# Exercise:
Retype exactly the lines from the line with "(diff shortened: 1 of 2 files shown)" to the end of the data, keeping both boundary lines.
++++++++++++++++++++
PR #1072, opened 2024-09-17
fix soca::readNcAndInterp to only read netcdf file on root PE

### LINKED ISSUE #1067: soca::readNcAndInterp unnecessarily reading netCDF file on EVERY PE
## Description
The `soca::readNcAndInterp()` function is reading the same netcdf file on every PE, causing a slowdown with high PE counts. oops.

https://github.com/JCSDA-internal/soca/blob/24e635c636d803d90e5dab0b64ad337204be0515/src/soca/Utils/readNcAndInterp.cc#L18

The netCDF file should only be read on 1 PE, and scattered to everyone else who needs it before being interpolated

travissluka:
## Description
- fixes https://github.com/JCSDA-internal/soca/issues/1067

Reading the netcdf file for the Rossby radius file was done on every PE. This caused gridgen to go slow when many PEs were used on the HPC. Not a big deal, since gridgen is only run once, but this function is going to be used in the C++ refactored saber blocks, so it was noticeable there.

This fixes the problem by only reading the netcdf file on the root PE, and broadcasting to all other PEs.

## Testing

There is no change in behavior (other than running slightly faster when lots of PEs used)

### DIFF
--- a/src/soca/Utils/readNcAndInterp.h
+++ b/src/soca/Utils/readNcAndInterp.h
@@ -17,7 +17,7 @@ namespace soca
 /// @brief Read a netCDF file and interpolate the values to the destination atlas FunctionSpace.
 ///
 /// It is assumed that variables in the input file are all 1D, and that "latitude" and "longitude"
-/// variables are present in addition to the variables listed in `vars`
+/// variables are present in addition to the variables listed in `vars`. All  resulting fields are 2D
 ///
 /// @param filename The name of the netCDF file to read.
 /// @param vars A list of variable names to read in and process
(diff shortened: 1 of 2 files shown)


guillaumevernieres (approved):
:+1:

src/soca/Utils/readNcAndInterp.h
```diff
@@ -17,7 +17,7 @@ namespace soca
 /// @brief Read a netCDF file and interpolate the values to the destination atlas FunctionSpace.
 ///
 /// It is assumed that variables in the input file are all 1D, and that "latitude" and "longitude"
-/// variables are present in addition to the variables listed in `vars`
+/// variables are present in addition to the variables listed in `vars`. All  resulting fields are 2D
```
kbhargava: coding norm failure here `Lines should be <= 100 characters long`

kbhargava (commented):
some ctests are failing on orion with GNU let me make sure it's not an error on my part as they seemto pass CI except the coding norm ctest.

kbhargava (approved):
👍🏽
++++++++++++++++++++
# Written answer:
(diff shortened: 1 of 2 files shown)


guillaumevernieres (approved):
:+1:

src/soca/Utils/readNcAndInterp.h
```diff
@@ -17,7 +17,7 @@ namespace soca
 /// @brief Read a netCDF file and interpolate the values to the destination atlas FunctionSpace.
 ///
 /// It is assumed that variables in the input file are all 1D, and that "latitude" and "longitude"
-/// variables are present in addition to the variables listed in `vars`
+/// variables are present in addition to the variables listed in `vars`. All  resulting fields are 2D
```
kbhargava: coding norm failure here `Lines should be <= 100 characters long`

kbhargava (commented):
some ctests are failing on orion with GNU let me make sure it's not an error on my part as they seemto pass CI except the coding norm ctest.

kbhargava (approved):
👍🏽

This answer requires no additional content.